I have 25 blueprints total. the UI shows them all 'scheduled' to run at the next expected schedule, however clearly they mostly fail to actually create in the cron scheduler due to table locks.

AlexPerkbox commented 6 days ago

I would confirm the same behaviour as @wouldd, here is some logs from AWS CloudWatch

2024-06-25T11:30:00.107+03:00
time="2024-06-25 08:30:00" level=error msg=" [blueprint] run cron job failed on blueprint:[495][<gitlab-project-slug>]
caused by: Error 1040: Too many connections (500)
Wraps: (2) Error 1040: Too many connections
Error types: (1) *hintdetail.withDetail (2) *mysql.MySQLError"
d4x1 commented 3 days ago

I would confirm the same behaviour as @wouldd, here is some logs from AWS CloudWatch

2024-06-25T11:30:00.107+03:00
time="2024-06-25 08:30:00" level=error msg=" [blueprint] run cron job failed on blueprint:[495][<gitlab-project-slug>]
caused by: Error 1040: Too many connections (500)
Wraps: (2) Error 1040: Too many connections
Error types: (1) *hintdetail.withDetail (2) *mysql.MySQLError"

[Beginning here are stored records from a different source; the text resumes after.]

Issue #1216, opened 2025-05-02
Review and rethink affixes


RunDevelopment:
After making #1215, I look at all other affixes as well to understand how they are used. What I found is listed below.

I'm making this issue, because I want to talk about the usage of affixes. I believe they are currently both overused (re-fine) AND underused (event-ful). Because some affixes also assign metadata, this causes problems for the PoS tagger (e.g. "her" being an adjective). Something needs to change.

Specifically, I think we consider the following changes:

1. Remove `X` (-ions) and `J` (-ings). These plural forms are unnecessary, because the `-ion`/`-ing` word can just use `S` affix.
2. Clean up the silly/incorrect usages of affixes.
3. Either use or remove rarely-used affixes.

## Prefixes

- `C`: `de-` prefix. Used 247 times, almost always sensibly.

  The weirdest usages are: def, dept, dean, deed, deer, debit, decay, delay

- `A`: `re-` prefix. Used 589 times, almost always sensibly.

  Funny examples: rev, reed, react, rebut, reeve, relay, reply, resin, reactor, refine, reflex, resent, resign, retire, return, revert

- `K`: `pro-` prefix. Used 53 times, almost exclusively in silly ways.

  Funny examples: prob, product, profile, profit, program, prolapse, prolong, prom, promote, propane, propose, proposition, protest, proverb

- `E`: `dis-` prefix. Used 218 times, rarely in silly ways.

- `U`: `un-` prefix. Used 49 times. I couldn't find any silly usages.

- `F`: `con-` prefix. Used 75 times. Used mostly sensibly.

  Funny examples: cone, conch, conduct, confine, confuse, consort, contact, content, contest, context, contour, confront, conserve

- `I`: `in-` prefix. Used 335 times. Used mostly sensibly.

  Funny examples: ink, inn, into, inch, input, invest, incite

## Suffixes

- `L`: `-ment` suffix. Used 223 times, almost always sensiblly.

  The weirdest usages are: comment, garment (clothing), vestment (clothing), abutment, basement, casement (window), statement

  The weirdest usages are: disaster, disc, disco, discard, discount, discourse, discuss, disease, disgust, dismiss, display, [disport](https://en.wiktionary.org/wiki/disport), distill, distress

- `Y`: `-ly` suffix. Used 2,466 times, almost always sensibly.

  The weirdest usages are: rely, Lily, holy (holy is a separate entry too), Polly, Sally, stably, Bradly, Philly

[...]

PR #1251, opened 2025-05-08
feat: split affixes and properties and support propagating properties

### LINKED ISSUE #969: The annotation `6` for swears/curses does not propagate
**Describe the bug**

In `dictionary.dict` the annotation flag `6` indicates bad words.
Other flags are for affixes for derivation and inflection, such as `S`, `D`, `G` for -(e)s, -ed, -ing.
But when using `6` along with those flags, the 'bad word' property does not propagate.

**To Reproduce**
1. Type your favourite bad word in the uninflected dictionary form: `fart`
2. Notice it's flagged with "Try to avoid offensive language".
3. Now type inflected forms: `farts`, `farted`, `farting`.
4. Notice none of these are flagged.

**Expected behavior**
Inflected forms of offensive words should be just as offensive as the singular noun form or present indicative form.

**Screenshots**

Image

**Platform**
Windsurf (VS Code form)

RunDevelopment:
# Issues 
Fixes #969
Related to #1216

# Description
This PR implements 3 main changes:

1. I split `affixes.json` into affixes (prefixes/suffixes) and properties. This makes `affixes.json` a lot cleaner, since affixes are no longer (mis)used to assign metadata. This also allows for affixes and properties to carry different data.
2. Add support for propagating properties. We want certain properties (such as being a swear) to propagate to derived words. So I added a `propagate: bool` field for properties, which implements exactly this functionality.
3. Use `"propagate": true` for swears and dialects. This fixes #969 and the problem that harper didn't know that derived words keep their dialect (e.g. colours).

    To that end, I also had to make minor changes to the dictionary. "ax" and "axe" were assigned a dialect incorrectly. It's not that "axe" is British, but that "ax" is American ([wiktionary](https://en.wiktionary.org/wiki/axe#English)). I rather unorthodoxly fixed the derived words of "programme".

I also added a new tag for swears to the PoS tagger.

# Demo
See snapshots

# How Has This Been Tested?
With snapshots

# Checklist


hippietrail:
I'm in the middle of a big road trip right now so can't dig in and check but I seem to recall that even some of the POS properties might not have been propagating. At least I'm pretty sure `just getmetadata` on inflected words was returning no or almost no metadata surprisingly often.

elijah-potter (approved):
Accidentally hit "approve". Don't mind this.

elijah-potter (changes requested):
This is fantastic work. This has been sorely needed, so thank you for pushing it through.

One note though: would you mind updating `packages/web/src/routes/docs/contributors/dictionary/+page.md` to include details from this PR? Nothing complex, just a short blurb on the diff between properties and affixes. Thanks!

PR #1256, opened 2025-05-09
feat: adieu→ado

hippietrail:
# Issues 
N/A

# Description

"Adieu" is a German word meaning farewell but it's become common for people to use it in place of the English word "ado" which means "fuss". I usually only occurs in a couple of contexts, so we can use `phrase_corrections`.

- further ado
- much ado

# How Has This Been Tested?

I added a unit test for each variant using a sentence found on GitHub.

# Checklist

### DIFF
--- a/harper-core/src/linting/phrase_corrections.rs
+++ b/harper-core/src/linting/phrase_corrections.rs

@AlexPerkbox You can check AWS's config, turn up the value of something like max_connection_count.

klesh commented 3 days ago

@wouldd Aah, I see. Too many bps are trying to create pipelines simultaneously, causing some table lockers to timeout.

klesh commented 3 days ago

@wouldd Could you spread them to different times and see if the problem goes away?

wouldd commented 3 hours ago

@klesh I spred about half of them out last week and all those ran fine. I've now spread the remainder out. it's obviously a bit of a pain to have to do this manually. but certainly seems to work around the issue.